PROBLEM DETAILS — Your answer must be every record below, written out exactly as it appears.
*** Opening DATA TO PROCESS ***
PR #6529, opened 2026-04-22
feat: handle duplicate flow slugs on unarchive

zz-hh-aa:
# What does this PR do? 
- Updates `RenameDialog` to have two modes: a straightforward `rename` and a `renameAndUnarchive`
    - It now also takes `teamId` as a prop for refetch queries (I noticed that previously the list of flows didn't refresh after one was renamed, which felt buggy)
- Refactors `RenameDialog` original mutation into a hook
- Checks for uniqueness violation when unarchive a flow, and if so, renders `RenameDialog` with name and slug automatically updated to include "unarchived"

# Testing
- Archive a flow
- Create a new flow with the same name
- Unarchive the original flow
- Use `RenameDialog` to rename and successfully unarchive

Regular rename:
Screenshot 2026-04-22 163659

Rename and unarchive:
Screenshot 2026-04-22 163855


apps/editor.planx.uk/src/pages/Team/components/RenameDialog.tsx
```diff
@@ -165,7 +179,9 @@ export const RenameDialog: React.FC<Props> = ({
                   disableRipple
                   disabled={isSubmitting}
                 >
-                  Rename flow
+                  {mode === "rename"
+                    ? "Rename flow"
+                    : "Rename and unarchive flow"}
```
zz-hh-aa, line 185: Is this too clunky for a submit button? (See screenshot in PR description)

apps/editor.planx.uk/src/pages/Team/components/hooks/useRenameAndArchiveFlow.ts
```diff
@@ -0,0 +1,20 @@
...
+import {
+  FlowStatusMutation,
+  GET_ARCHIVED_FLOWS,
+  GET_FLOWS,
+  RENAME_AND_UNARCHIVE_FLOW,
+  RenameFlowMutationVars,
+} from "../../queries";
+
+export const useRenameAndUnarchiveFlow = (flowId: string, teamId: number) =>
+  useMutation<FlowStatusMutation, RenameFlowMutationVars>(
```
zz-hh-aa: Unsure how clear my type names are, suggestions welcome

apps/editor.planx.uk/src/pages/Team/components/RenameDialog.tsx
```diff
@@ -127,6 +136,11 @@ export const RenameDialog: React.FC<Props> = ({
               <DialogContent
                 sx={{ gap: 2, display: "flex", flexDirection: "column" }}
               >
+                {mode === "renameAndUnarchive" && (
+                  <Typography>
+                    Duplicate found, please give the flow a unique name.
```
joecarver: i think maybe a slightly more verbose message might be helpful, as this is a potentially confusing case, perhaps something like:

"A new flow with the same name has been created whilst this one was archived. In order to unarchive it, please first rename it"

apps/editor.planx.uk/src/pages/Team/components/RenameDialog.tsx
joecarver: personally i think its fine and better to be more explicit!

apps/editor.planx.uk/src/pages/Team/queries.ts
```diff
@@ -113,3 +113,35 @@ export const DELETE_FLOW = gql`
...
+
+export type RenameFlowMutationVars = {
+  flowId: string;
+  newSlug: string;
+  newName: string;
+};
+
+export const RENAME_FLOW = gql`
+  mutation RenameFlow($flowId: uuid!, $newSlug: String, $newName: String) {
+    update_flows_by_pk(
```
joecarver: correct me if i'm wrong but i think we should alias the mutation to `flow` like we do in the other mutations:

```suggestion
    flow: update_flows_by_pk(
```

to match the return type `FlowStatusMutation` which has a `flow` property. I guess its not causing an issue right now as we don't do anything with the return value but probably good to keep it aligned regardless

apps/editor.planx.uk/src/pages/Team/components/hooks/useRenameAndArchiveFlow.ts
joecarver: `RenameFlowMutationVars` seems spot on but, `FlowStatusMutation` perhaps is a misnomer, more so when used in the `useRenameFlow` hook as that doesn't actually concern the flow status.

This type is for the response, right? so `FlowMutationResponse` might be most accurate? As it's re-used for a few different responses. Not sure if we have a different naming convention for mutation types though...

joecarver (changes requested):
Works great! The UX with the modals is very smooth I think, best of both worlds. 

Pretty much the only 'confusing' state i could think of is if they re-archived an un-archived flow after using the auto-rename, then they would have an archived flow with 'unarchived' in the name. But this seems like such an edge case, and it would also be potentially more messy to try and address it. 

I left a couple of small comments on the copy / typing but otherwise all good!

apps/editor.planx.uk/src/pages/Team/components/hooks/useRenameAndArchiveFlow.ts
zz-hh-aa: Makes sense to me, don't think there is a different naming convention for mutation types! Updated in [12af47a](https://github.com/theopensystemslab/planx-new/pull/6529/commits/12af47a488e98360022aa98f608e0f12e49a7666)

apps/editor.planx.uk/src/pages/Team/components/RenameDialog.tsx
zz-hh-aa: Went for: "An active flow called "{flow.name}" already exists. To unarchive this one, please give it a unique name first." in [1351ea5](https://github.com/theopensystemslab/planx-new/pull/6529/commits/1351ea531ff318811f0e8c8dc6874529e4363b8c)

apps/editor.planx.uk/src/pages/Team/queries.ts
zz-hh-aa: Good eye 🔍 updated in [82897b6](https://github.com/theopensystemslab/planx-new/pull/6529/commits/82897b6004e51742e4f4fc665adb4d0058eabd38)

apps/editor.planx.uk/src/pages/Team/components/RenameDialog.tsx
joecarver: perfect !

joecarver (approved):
*** Closing DATA TO PROCESS ***
ANSWER BOX —
PR #6529, opened 2026-04-22
feat: handle duplicate flow slugs on unarchive

zz-hh-aa:
# What does this PR do? 
- Updates `RenameDialog` to have two modes: a straightforward `rename` and a `renameAndUnarchive`
    - It now also takes `teamId` as a prop for refetch queries (I noticed that previously the list of flows didn't refresh after one was renamed, which felt buggy)
- Refactors `RenameDialog` original mutation into a hook
- Checks for uniqueness violation when unarchive a flow, and if so, renders `RenameDialog` with name and slug automatically updated to include "unarchived"

# Testing
- Archive a flow
- Create a new flow with the same name
- Unarchive the original flow
- Use `RenameDialog` to rename and successfully unarchive

Regular rename:
Screenshot 2026-04-22 163659

Rename and unarchive:
Screenshot 2026-04-22 163855


apps/editor.planx.uk/src/pages/Team/components/RenameDialog.tsx
```diff
@@ -165,7 +179,9 @@ export const RenameDialog: React.FC<Props> = ({
                   disableRipple
                   disabled={isSubmitting}
                 >
-                  Rename flow
+                  {mode === "rename"
+                    ? "Rename flow"
+                    : "Rename and unarchive flow"}
```
zz-hh-aa, line 185: Is this too clunky for a submit button? (See screenshot in PR description)

apps/editor.planx.uk/src/pages/Team/components/hooks/useRenameAndArchiveFlow.ts
```diff
@@ -0,0 +1,20 @@
...
+import {
+  FlowStatusMutation,
+  GET_ARCHIVED_FLOWS,
+  GET_FLOWS,
+  RENAME_AND_UNARCHIVE_FLOW,
+  RenameFlowMutationVars,
+} from "../../queries";
+
+export const useRenameAndUnarchiveFlow = (flowId: string, teamId: number) =>
+  useMutation<FlowStatusMutation, RenameFlowMutationVars>(
```
zz-hh-aa: Unsure how clear my type names are, suggestions welcome

apps/editor.planx.uk/src/pages/Team/components/RenameDialog.tsx
```diff
@@ -127,6 +136,11 @@ export const RenameDialog: React.FC<Props> = ({
               <DialogContent
                 sx={{ gap: 2, display: "flex", flexDirection: "column" }}
               >
+                {mode === "renameAndUnarchive" && (
+                  <Typography>
+                    Duplicate found, please give the flow a unique name.
```
joecarver: i think maybe a slightly more verbose message might be helpful, as this is a potentially confusing case, perhaps something like:

"A new flow with the same name has been created whilst this one was archived. In order to unarchive it, please first rename it"

apps/editor.planx.uk/src/pages/Team/components/RenameDialog.tsx
joecarver: personally i think its fine and better to be more explicit!

apps/editor.planx.uk/src/pages/Team/queries.ts
```diff
@@ -113,3 +113,35 @@ export const DELETE_FLOW = gql`
...
+
+export type RenameFlowMutationVars = {
+  flowId: string;
+  newSlug: string;
+  newName: string;
+};
+
+export const RENAME_FLOW = gql`
+  mutation RenameFlow($flowId: uuid!, $newSlug: String, $newName: String) {
+    update_flows_by_pk(
```
joecarver: correct me if i'm wrong but i think we should alias the mutation to `flow` like we do in the other mutations:

```suggestion
    flow: update_flows_by_pk(
```

to match the return type `FlowStatusMutation` which has a `flow` property. I guess its not causing an issue right now as we don't do anything with the return value but probably good to keep it aligned regardless

apps/editor.planx.uk/src/pages/Team/components/hooks/useRenameAndArchiveFlow.ts
joecarver: `RenameFlowMutationVars` seems spot on but, `FlowStatusMutation` perhaps is a misnomer, more so when used in the `useRenameFlow` hook as that doesn't actually concern the flow status.

This type is for the response, right? so `FlowMutationResponse` might be most accurate? As it's re-used for a few different responses. Not sure if we have a different naming convention for mutation types though...

joecarver (changes requested):
Works great! The UX with the modals is very smooth I think, best of both worlds. 

Pretty much the only 'confusing' state i could think of is if they re-archived an un-archived flow after using the auto-rename, then they would have an archived flow with 'unarchived' in the name. But this seems like such an edge case, and it would also be potentially more messy to try and address it. 

I left a couple of small comments on the copy / typing but otherwise all good!

apps/editor.planx.uk/src/pages/Team/components/hooks/useRenameAndArchiveFlow.ts
zz-hh-aa: Makes sense to me, don't think there is a different naming convention for mutation types! Updated in [12af47a](https://github.com/theopensystemslab/planx-new/pull/6529/commits/12af47a488e98360022aa98f608e0f12e49a7666)

apps/editor.planx.uk/src/pages/Team/components/RenameDialog.tsx
zz-hh-aa: Went for: "An active flow called "{flow.name}" already exists. To unarchive this one, please give it a unique name first." in [1351ea5](https://github.com/theopensystemslab/planx-new/pull/6529/commits/1351ea531ff318811f0e8c8dc6874529e4363b8c)

apps/editor.planx.uk/src/pages/Team/queries.ts
zz-hh-aa: Good eye 🔍 updated in [82897b6](https://github.com/theopensystemslab/planx-new/pull/6529/commits/82897b6004e51742e4f4fc665adb4d0058eabd38)

apps/editor.planx.uk/src/pages/Team/components/RenameDialog.tsx
joecarver: perfect !

joecarver (approved):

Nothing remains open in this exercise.